◆ YOUR ASSIGNMENT
Extract every line from the records below that contains the word "tracked".
(DATA SUPPLIED Opens)
PR #6985, opened 2026-07-31
Fix the page scrolling when a ComboboxSelect opens

diegohaz:
## Motivation

Opening a searchable `ComboboxSelect` on a scrolled page moves the page on `main` today. Scroll the picker into view and click it: the page jumps to the top in Chromium and Firefox, and part of the way up in WebKit.

The popup is still at its pre-placement origin when focus enters it. Floating UI's `computePosition` is async, so the popup sits at document `0,0` until it resolves. Instrumenting the open sequence with the page scrolled to 628, reading the popup's `data-placing` attribute and its viewport rect at every `focus()` call:

```
focus  role=option    placing=true   popoverTop=-628   composite.tsx      (useScheduleFocus)
focus  role=combobox  placing=true   popoverTop=-628   composite-item.tsx (redirectFocusToBaseElement)
focus  role=combobox  placing=null   popoverTop=228    dialog.tsx         (autoFocusOnShow, after positioning)
```

`useScheduleFocus` gives the selected item DOM focus while `popoverTop` is negative, and `CompositeItem` synchronously redirects that focus to the composite element, which is the `Combobox` rendered inside the same unplaced popup. The browser scrolls the document to where that element currently is, which is the top of the page.

This is a regression from #6976. Before it, that focus call ran inside `withDocumentScrollPreserved`:

```ts
withDocumentScrollPreserved(activeElement, () => {
  activeElement.focus({ preventScroll: true });
  scheduleScroll(baseElement, true);
});
```

#6976 lifted the call out of the wrapper while restructuring the branch, so the redirect's document scroll became visible.

## Solution

Put the focus call back inside `withDocumentScrollPreserved`, on the `unstable_scrollIntoView` path only.

```ts
withDocumentScrollPreserved(activeElement, focusActiveItem);
```

The consumers on that path already own presentation scrolling: both route to `scrollSelectedItemIntoView`, whose `centerIntoView` snapshots and restores every scroll ancestor of the popup, including the document scroller. So the document should never move on the composite's behalf here. Nested scrollers still move, which is what centers the selected item, and the later scheduled scroll runs on its own pass and is unaffected.

Measured on the `combobox-select-open-page-scroll` preview at 1280x720, with the page scrolled to 628 before opening:

| | Chromium | Firefox | WebKit |
| --- | --- | --- | --- |
| `main` | 628 &rarr; 243 | 628 &rarr; 243 | 628 &rarr; 127 |
| this branch | 628 &rarr; 628 | 628 &rarr; 628 | 628 &rarr; 628 |

The restore is synchronous, in the same task as the focus, so nothing is painted at the intermediate position.

### Why not fix it in `CompositeItem`

The first version of this branch did, by passing `preventScroll: true` to `baseElement.focus()` and wrapping the Safari `data-autofocus` fallback. Three problems, all measured:

- `preventScroll` alone, keeping `main`'s `if (fromComposite)` split, leaves WebKit at 628 &rarr; 127, because the Safari fallback runs first and moves the document by itself.
- Wrapping that fallback unconditionally fixes all three engines but stops presenting an offscreen inline composite whose item has `autoFocus` on WebKit, where the manual scroll is the only thing that presents it. `main` scrolls to 1372 there; the wrapped version left the page at 0.
- Scoping the wrapper with `fromComposite || closest("[data-placing]")` fixes both, but it changes released `CompositeItem` behavior for a bug that is not reachable in a released version, and it makes `composite/**` read a popover-private attribute.

Fixing the unreleased regression where it was introduced avoids all of that. `composite-item.tsx` is untouched on this branch.

## Preview

Both recordings open `Select with Combobox and manual Tab` on the `combobox-select-tabs` preview at 800x400 with the page scrolled down, in Chromium. They show the user-visible behavior, which is the same for every version of the fix on this branch.

Before: the page jumps to the top as the popup opens.

[before-broken.webm](https://github.com/user-attachments/assets/8da47b17-3b66-41cc-bcdc-3ea5597f9686)

After: the page stays where it was and the popup opens under the trigger.

[after-fixed.webm](https://github.com/user-attachments/assets/57e8437b-ad95-4f92-b088-1d04ca8b930f)

## Tests

`app/src/sandbox/combobox-select-open-page-scroll` is a dedicated sandbox. The first version of this branch put the test in `combobox-select-tabs`, but that fixture owns its props for an unrelated tab-restoration scenario, so an edit there could have left the test green while it stopped reproducing the bug.

The fixture reproduces the jump only when three things hold together, and each is pinned by an assertion that fails if it is removed:

- `virtualFocus`, without which the composite never redirects focus at all.
- The `Combobox` rendered inside the popup rather than next to the select. That is what leaves the popup's initial focus unresolved, so an item is focused first.
- `unmountOnHide`, so the composite element only mounts as the popup opens. Without it, the only thing that can schedule the focus is the dialog's autofocus, which `usePopover` already gates on `positioned`, so the bug does not reproduce.

Red checks, each confirmed in Chromium, Firefox and WebKit:

| Change | Result |
| --- | --- |
| `composite.tsx` reverted to `main` | test fails in all three |
| `unmountOnHide` removed from the fixture | test fails in all three |
| `Combobox` moved outside the popup | test fails in all three |

The final scroll read is deliberately non-retrying, so a correction that lands after paint would not be accepted.

## No changeset

The page jump is not reachable in a released version. The whole `unstable_scrollIntoView` branch was added by #6976, which is unreleased, and its only library consumers are gated on `ComboboxSelect`, which has not shipped either. Nothing this branch changes is observable through a released API.

That was also checked against the real published package rather than only by reading it. A standalone app on `@ariakit/react@0.4.35` running the documented `SelectPopover` plus `Combobox` pattern, where `SelectItem` marks the selected item with no consumer opt-in, was measured across Chromium, Firefox and WebKit, two viewports, with and without `unmountOnHide`, four scroll positions, and both the first open and a reopen. The page did not move in any of the 96 measurements, and the popup was already positioned when the item received focus.

## Follow-up

The ordering behind this bug is worth revisiting on its own, tracked in #6986. `Popover` already waits for placement before autofocusing, but the composite's scheduled focus does not, and neither does `CompositeFocusOnMove`. Gating `useScheduleFocus` on `data-placing` was prototyped here and does fix the jump in all three engines with the suite green, but `data-placing` is also permanently set on closed-but-mounted popovers, so the predicate cannot tell "opening" from "closed", and the gate turns a synchronous focus move into an unbounded wait with no cancellation. That belongs in a change that can take the whole composite focus presentation into account, for both real and virtual focus.

## Review gate reassessment

<details>
<summary>Round 3: Relocate the fix to the commit that regressed it</summary>

**Assessment**

Three consecutive pre-commit gate rounds produced findings on the regression test for the `CompositeItem` direction. Every substantive finding was about the test's ability to fail rather than about the library change, which is what a negative assertion costs: "the page did not move" is only meaningful while the fixture still reproduces the movement.

The reassessment surfaced a direction that had not been measured. The PR's own description already said the calls were previously masked by `withDocumentScrollPreserved` in `useScheduleFocus`; `git show 1e1fa6f97` confirms #6976 lifted the focus call out of that wrapper. Restoring it is smaller than every alternative, touches only unreleased code, cannot regress the inline WebKit case because `composite-item.tsx` is not modified, and makes the changeset decision unambiguous instead of resting on 96 negative measurements against the published package.

**Decision**

Relocate. `composite-item.tsx` reverted to `main`, the fix moved to `composite.tsx`, the sandbox narrowed to the popup case, and the changeset removed. The inline-composite coverage added for the previous direction was dropped with it, since nothing in this branch can affect that path. The wider focus-ordering redesign is registered as #6986.

</details>

### DIFF
--- a/.changeset/300-composite-item-focus-scroll.md
+++ b/.changeset/300-composite-item-focus-scroll.md
@@ -1,6 +1,0 @@
----
-"@ariakit/react-components": patch
-"@ariakit/react": patch
----
-
-Fixed [`CompositeItem`](https://ariakit.com/reference/composite-item), and components based on it such as [`ComboboxItem`](https://ariakit.com/reference/combobox-item) and [`SelectItem`](https://ariakit.com/reference/select-item), scrolling the page when it receives focus inside a [`virtualFocus`](https://ariakit.com/reference/composite-provider#virtualfocus) composite widget rendered in a popup that hasn't been positioned yet.
--- a/.changeset/300-composite-item-focus-scroll.md
+++ b/.changeset/300-composite-item-focus-scroll.md
@@ -1,0 +1,6 @@
+---
+"@ariakit/react-components": patch
+"@ariakit/react": patch
+---
+
+Fixed [`CompositeItem`](https://ariakit.com/reference/composite-item), and components based on it such as [`ComboboxItem`](https://ariakit.com/reference/combobox-item) and [`SelectItem`](https://ariakit.com/reference/select-item), scrolling the page when it receives focus inside a [`virtualFocus`](https://ariakit.com/reference/composite-provider#virtualfocus) composite widget rendered in a popup that hasn't been positioned yet.
--- a/app/src/sandbox/combobox-select-tabs/test-browser.ts
+++ b/app/src/sandbox/combobox-select-tabs/test-browser.ts
@@ -39,4 +39,22 @@ withFramework(import.meta.dirname, async ({ test }) => {
       await test.expect(lastOption).toBeInViewport();
     });
   }
+
+  // https://github.com/ariakit/ariakit/pull/6976
+  test("opens the searchable select with an autofocused item without scrolling the page", async ({
+    page,
+    q,
+  }) => {
+    await page.evaluate(() => {
+      document.body.style.paddingTop = "400px";
+      window.scrollTo({ top: 300 });
+    });
+    await q.combobox("Select with Combobox and manual Tab").click();
+    await test.expect(q.combobox("Find a branch or tag")).toBeFocused();
+    await test.expect(q.option("main")).toBeInViewport();
+    // Read the scroll position once instead of retrying. A retrying assertion
+    // would also pass on an implementation that scrolls the page and then
+    // scrolls it back.
+    test.expect(await page.evaluate(() => window.scrollY)).toBe(300);
+  });
 });
--- a/app/src/sandbox/combobox-select-tabs/test-browser.ts
+++ b/app/src/sandbox/combobox-select-tabs/test-browser.ts
@@ -39,22 +39,4 @@ withFramework(import.meta.dirname, async ({ test }) => {
       await test.expect(lastOption).toBeInViewport();
     });
   }
-
-  // https://github.com/ariakit/ariakit/pull/6976
-  test("opens the searchable select with an autofocused item without scrolling the page", async ({
-    page,
-    q,
-  }) => {
-    await page.evaluate(() => {
-      document.body.style.paddingTop = "400px";
-      window.scrollTo({ top: 300 });
-    });
-    await q.combobox("Select with Combobox and manual Tab").click();
-    await test.expect(q.combobox("Find a branch or tag")).toBeFocused();
-    await test.expect(q.option("main")).toBeInViewport();
-    // Read the scroll position once instead of retrying. A retrying assertion
-    // would also pass on an implementation that scrolls the page and then
-    // scrolls it back.
-    test.expect(await page.evaluate(() => window.scrollY)).toBe(300);
-  });
 });
--- a/packages/ariakit-react-components/src/composite/composite-item.tsx
+++ b/packages/ariakit-react-components/src/composite/composite-item.tsx
@@ -324,24 +324,28 @@ export const useCompositeItem = createHook<TagName, CompositeItemOptions>(
           }
           return;
         }
-        // The composite may live in a popup that hasn't been positioned yet, so
-        // neither this fallback nor the focus redirect below may scroll the
-        // document, otherwise the page would jump.
-        //
+        const fromComposite =
+          relatedTarget === baseElement || isItem(store, relatedTarget);
         // Safari doesn't scroll the element into view when another element is
-        // immediately focused. So we have to do it manually here. Restoring the
-        // document scroll afterwards leaves only nested scrollers moved.
+        // immediately focused. So we have to do it manually here.
         if (isSafari() && currentTarget.hasAttribute("data-autofocus")) {
-          withDocumentScrollPreserved(currentTarget, () => {
+          // Virtual focus immediately returns to an already focused composite.
+          // Keep the fallback scoped to nested scrollers in that case.
+          if (fromComposite) {
+            withDocumentScrollPreserved(currentTarget, () => {
+              currentTarget.scrollIntoView({
+                block: "nearest",
+                inline: "nearest",
+              });
+            });
+          } else {
             currentTarget.scrollIntoView({
               block: "nearest",
               inline: "nearest",
             });
-          });
+          }
         }
         hasFocusedComposite.current = true;
-        const fromComposite =
-          relatedTarget === baseElement || isItem(store, relatedTarget);
         // If the previously focused element is a composite or composite item
         // component, we'll transfer focus silently to the composite element.
         // That's because this is just a transition event, the composite
@@ -353,10 +357,9 @@ export const useCompositeItem = createHook<TagName, CompositeItemOptions>(
 
         // Otherwise, the composite element is likely not focused, so we need
         // this focus event to propagate so consumers can use the onFocus prop
-        // on <Composite>. Propagation is controlled by the silent focus flag,
-        // not by the scroll option.
+        // on <Composite>.
         else {
-          baseElement.focus({ preventScroll: true });
+          baseElement.focus();
         }
       };
 
--- a/packages/ariakit-react-components/src/composite/composite-item.tsx
+++ b/packages/ariakit-react-components/src/composite/composite-item.tsx
@@ -324,28 +324,24 @@ export const useCompositeItem = createHook<TagName, CompositeItemOptions>(
           }
           return;
         }
-        const fromComposite =
-          relatedTarget === baseElement || isItem(store, relatedTarget);
+        // The composite may live in a popup that hasn't been positioned yet, so
+        // neither this fallback nor the focus redirect below may scroll the
+        // document, otherwise the page would jump.
+        //
         // Safari doesn't scroll the element into view when another element is
-        // immediately focused. So we have to do it manually here.
+        // immediately focused. So we have to do it manually here. Restoring the
+        // document scroll afterwards leaves only nested scrollers moved.
         if (isSafari() && currentTarget.hasAttribute("data-autofocus")) {
-          // Virtual focus immediately returns to an already focused composite.
-          // Keep the fallback scoped to nested scrollers in that case.
-          if (fromComposite) {
-            withDocumentScrollPreserved(currentTarget, () => {
-              currentTarget.scrollIntoView({
-                block: "nearest",
-                inline: "nearest",
-              });
-            });
-          } else {
+          withDocumentScrollPreserved(currentTarget, () => {
             currentTarget.scrollIntoView({
               block: "nearest",
               inline: "nearest",
             });
-          }
+          });
         }
         hasFocusedComposite.current = true;
+        const fromComposite =
+          relatedTarget === baseElement || isItem(store, relatedTarget);
         // If the previously focused element is a composite or composite item
         // component, we'll transfer focus silently to the composite element.
         // That's because this is just a transition event, the composite
@@ -357,9 +353,10 @@ export const useCompositeItem = createHook<TagName, CompositeItemOptions>(
 
         // Otherwise, the composite element is likely not focused, so we need
         // this focus event to propagate so consumers can use the onFocus prop
-        // on <Composite>.
+        // on <Composite>. Propagation is controlled by the silent focus flag,
+        // not by the scroll option.
         else {
-          baseElement.focus();
+          baseElement.focus({ preventScroll: true });
         }
       };
 
--- a/app/src/sandbox/combobox-select-open-page-scroll/index.react.tsx
+++ b/app/src/sandbox/combobox-select-open-page-scroll/index.react.tsx
@@ -1,0 +1,96 @@
+import * as Ariakit from "@ariakit/react";
+import type { CSSProperties } from "react";
+import { useState } from "react";
+
+const branches = [
+  "main",
+  "0.14-stable",
+  "16.8.6",
+  "builds/facebook-www",
+  "devtools-v4-merge",
+  "fabric-cleanup",
+  "fabric-focus-blur",
+  "gh-pages",
+  "nativefb-enable-cache",
+  "rsckeys",
+];
+
+const selectedBranch = "fabric-focus-blur";
+
+const popoverStyle = {
+  background: "white",
+  border: "1px solid gray",
+  display: "flex",
+  flexDirection: "column",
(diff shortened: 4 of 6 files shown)


.changeset/300-composite-item-focus-scroll.md
```diff
@@ -0,0 +1,6 @@
+---
+"@ariakit/react-components": patch
+"@ariakit/react": patch
+---
+
+Fixed [`CompositeItem`](https://ariakit.com/reference/composite-item), and components based on it such as [`ComboboxItem`](https://ariakit.com/reference/combobox-item) and [`SelectItem`](https://ariakit.com/reference/select-item), scrolling the page when it receives focus inside a [`virtualFocus`](https://ariakit.com/reference/composite-provider#virtualfocus) composite widget rendered in a popup that hasn't been positioned yet.
```
diegohaz: Is this bug present in the published version of `@ariakit/react`? If it is, then this changeset is fine. Otherwise, we shouldn't create changesets when we fix bugs that haven't been published.

packages/ariakit-react-components/src/composite/composite-item.tsx
```diff
@@ -324,28 +324,24 @@ export const useCompositeItem = createHook<TagName, CompositeItemOptions>(
...
-          // Keep the fallback scoped to nested scrollers in that case.
-          if (fromComposite) {
-            withDocumentScrollPreserved(currentTarget, () => {
-              currentTarget.scrollIntoView({
-                block: "nearest",
-                inline: "nearest",
-              });
-            });
-          } else {
+          withDocumentScrollPreserved(currentTarget, () => {
```
diegohaz: One thing the original PR fixed that this one doesn't is that we seem to be calling `scrollIntoView` even when it isn't needed, causing the browser to briefly show the scrollbar.

I wonder if we should use the non-standard [`scrollIntoViewIfNeeded`](https://developer.mozilla.org/en-US/docs/Web/API/Element/scrollIntoViewIfNeeded) API instead, both here and perhaps in other places where we currently call `Element.scrollIntoView()`. It's supported by Chrome and Safari, and we could have a cheap fallback for browsers that don't support it, currently Firefox.

Would that simplify things? Would `withDocumentScrollPreserved` still be needed in that case?

app/src/sandbox/combobox-select-tabs/test-browser.ts
```diff
@@ -39,4 +39,22 @@ withFramework(import.meta.dirname, async ({ test }) => {
       await test.expect(lastOption).toBeInViewport();
     });
   }
+
+  // https://github.com/ariakit/ariakit/pull/6976
+  test("opens the searchable select with an autofocused item without scrolling the page", async ({
```
diegohaz: I'm not sure we should reuse the `combobox-select-tabs` sandbox for this. If I understand correctly, this bug occurs in a specific scenario. I'm particularly concerned that a prop in this sandbox might change, such as removing `autoFocus` from the combobox items. That could cause the test to pass even if we break this feature again in the future. Is that correct?

We should probably have a dedicated sandbox for this.

I also wonder whether the real fix belongs elsewhere. If I understand correctly, the Popover component triggers autofocus before it has finished positioning. Shouldn't we fix it there instead? Shouldn't we wait for the popover to finish positioning before triggering autofocus? I'm afraid we might be fixing a specific use case, but until we fix the generic issue, we might have other problems with Popover + autoFocus.

packages/ariakit-react-components/src/composite/composite-item.tsx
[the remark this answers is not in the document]
diegohaz: Superseded by [`575b3bdfe`](https://github.com/ariakit/ariakit/commit/575b3bdfe): this line is back to `main`, so the unconditional wrapper is gone.

The report was correct, though, and it's what redirected the fix. Confirmed on WebKit with an offscreen inline `virtualFocus` composite whose item has `autoFocus`: `main` scrolls the page to 1372 to present it, and the unconditionally wrapped version left the page at 0 with the composite out of the viewport. Chromium and Firefox were unaffected, because they run the implicit focus scroll before dispatching the focus event.

The prescribed fix wouldn't have worked. `fromComposite` is about where focus came from, not popup versus inline, and the popup case this PR fixes also arrives from outside the composite, so restoring that split measures 628 to 127 on WebKit.

Tracing the open sequence showed the jump starts one step earlier, in the composite's scheduled focus, and that it's a regression from unreleased #6976, which lifted that focus call out of `withDocumentScrollPreserved`. Restoring the wrapper there fixes all three engines and leaves `CompositeItem` untouched, so this branch no longer changes the behavior you flagged.

.changeset/300-composite-item-focus-scroll.md
diegohaz: Fixed in [`575b3bdfe`](https://github.com/ariakit/ariakit/commit/575b3bdfe): removed it. The bug isn't reachable in a published version.

The whole `unstable_scrollIntoView` branch this now fixes was added by #6976, and its only library consumers are gated on `ComboboxSelect`, so nothing here is observable through a released API.

I also checked the earlier claim that the two offending calls in `CompositeItem` made this reachable in 0.4.35, and it doesn't hold. A standalone app on `@ariakit/react@0.4.35` running the documented `SelectPopover` plus `Combobox` pattern, where `SelectItem` marks the selected item with no consumer opt-in, measured across Chromium, Firefox and WebKit, two viewports, with and without `unmountOnHide`, four scroll positions, first open and reopen: the page didn't move in any of the 96 runs. Instrumentation showed the popup already positioned when the item received focus, because `usePopover` gates the dialog's autofocus on `positioned`.

packages/ariakit-react-components/src/composite/composite-item.tsx
diegohaz: `scrollIntoView` is being called when it isn't needed, but not on this line, and `scrollIntoViewIfNeeded` wouldn't have helped here.

Instrumenting every `Element.prototype.scrollIntoView` call while opening the searchable select, recording whether the target was already fully visible and whether any scroller actually moved:

| call site | target already visible | document moved |
| --- | --- | --- |
| `combobox.tsx`, `block: "nearest"` | yes | no |
| `centerIntoView`, `block: "center"` | yes | yes, 300 to 284, then restored |

The `block: "nearest"` calls already behave like `scrollIntoViewIfNeeded`: they resolve to the current position when the element is fully visible. The one that genuinely scrolls when it doesn't need to is `centerIntoView`, which asks for `block: "center"` even when the selected item is already fully visible, and then `restoreScrollPositions` puts every ancestor back. That's the likeliest source of the scrollbar flash, and it's #6976 code rather than this line.

At this line the item genuinely was offscreen, since the popup sits at its pre-placement origin, so on WebKit the fallback moved the document 300 to 96. `scrollIntoViewIfNeeded` would still have scrolled there. So no, it wouldn't have simplified this, and yes, something would still have had to preserve the document scroll.

That's moot now: this line is back to `main`. The fix moved to the composite's scheduled focus, which is where the regression came from, and `withDocumentScrollPreserved` is used there instead.

One thing worth recording about the no-op write guard #6984 had and this branch doesn't. I tried adding it, and it breaks `combobox-select-animation/test-safari.ts` ("does not scroll with smooth scrolling", from #6832) deterministically. Under `scroll-behavior: smooth`, `scrollIntoView` starts an animated scroll, so the scroller hasn't moved yet when the guard reads it back; the guard skips the restore and the smooth scroll lands. The unconditional write is what cancels it, which is why #6984 needed the `scroll-behavior: auto !important` override alongside the guard.

app/src/sandbox/combobox-select-tabs/test-browser.ts
diegohaz: Fixed in [`575b3bdfe`](https://github.com/ariakit/ariakit/commit/575b3bdfe): moved to a dedicated sandbox, `combobox-select-open-page-scroll`.

You were right, and the fixture dependency was worse than the `autoFocus` case you named. Measuring which props were actually load-bearing: `autoFocus` isn't one. `ComboboxItem` derives `data-autofocus` from the selected value whenever there's a `selectElement`, so removing it from `combobox-select-tabs` changes nothing and the bug still reproduces. `unmountOnHide` is the real invariant: without it the popup is already positioned when focus arrives and the bug doesn't reproduce at all, so the old test would have gone green. The new fixture pins `virtualFocus`, the `Combobox` being inside the popup, and `unmountOnHide`, each red-checked by removing it and watching the test fail in all three engines.

On whether the fix belongs in `Popover`: it already waits. `usePopover` keeps a `positioned` state that only flips after the first awaited `computePosition`, passes `autoFocusOnShow: positioned && autoFocusOnShow` to `useDialog`, and publishes `data-placing` so other components can wait; `Combobox` observes it for `autoSelect`. What doesn't wait is the composite's own scheduled focus. Reading `data-placing` and the popup rect at each `focus()` call with the page at 628:

```
focus  role=option    placing=true   popoverTop=-628   composite.tsx      (useScheduleFocus)
focus  role=combobox  placing=true   popoverTop=-628   composite-item.tsx (redirectFocusToBaseElement)
focus  role=combobox  placing=null   popoverTop=228    dialog.tsx         (autoFocusOnShow)
```

So the generic gate exists, the composite just wasn't using it. I prototyped gating `useScheduleFocus` on `data-placing`, and it does fix the jump in all three engines with the suite green. I didn't ship it: `data-placing` is also permanently set on closed-but-mounted popovers (six of them on the `combobox-select-6347` preview with everything closed), so the predicate can't tell "opening" from "closed", and the gate turns a synchronous focus move into an unbounded wait with no cancellation. `CompositeFocusOnMove` is ungated too.

What the branch does instead is narrower: this is a regression from #6976, which lifted the scheduled focus out of `withDocumentScrollPreserved`, so the fix restores that wrapper and `CompositeItem` is untouched. Your broader point stands, and the redesign is tracked in #6986.

diegohaz:
The review moved the fix. Tracing the open sequence showed the page jump is a regression from #6976, which lifted the composite's scheduled focus out of `withDocumentScrollPreserved`, so [`575b3bdfe`](https://github.com/ariakit/ariakit/commit/575b3bdfe) restores that wrapper and reverts `composite-item.tsx` to `main`. The PR description and title are updated.

**Fixed**

- [`575b3bdfe`](https://github.com/ariakit/ariakit/commit/575b3bdfe) ([reply](https://github.com/ariakit/ariakit/pull/6985#discussion_r3690471034)): moved the regression test to a dedicated `combobox-select-open-page-scroll` sandbox. Measuring the fixture showed `unmountOnHide`, not `autoFocus`, was the invariant the old test silently depended on. `Popover` does already wait for placement; the composite's scheduled focus didn't.
- [`575b3bdfe`](https://github.com/ariakit/ariakit/commit/575b3bdfe) ([reply](https://github.com/ariakit/ariakit/pull/6985#discussion_r3690470826)): removed the changeset. The bug isn't reachable in `@ariakit/react@0.4.35`, verified against the published package across 96 measurements in three engines.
(DATA SUPPLIED Closes)
◆ COMPLETED TASK
The ordering behind this bug is worth revisiting on its own, tracked in #6986. `Popover` already waits for placement before autofocusing, but the composite's scheduled focus does not, and neither does `CompositeFocusOnMove`. Gating `useScheduleFocus` on `data-placing` was prototyped here and does fix the jump in all three engines with the suite green, but `data-placing` is also permanently set on closed-but-mounted popovers, so the predicate cannot tell "opening" from "closed", and the gate turns a synchronous focus move into an unbounded wait with no cancellation. That belongs in a change that can take the whole composite focus presentation into account, for both real and virtual focus.
What the branch does instead is narrower: this is a regression from #6976, which lifted the scheduled focus out of `withDocumentScrollPreserved`, so the fix restores that wrapper and `CompositeItem` is untouched. Your broader point stands, and the redesign is tracked in #6986.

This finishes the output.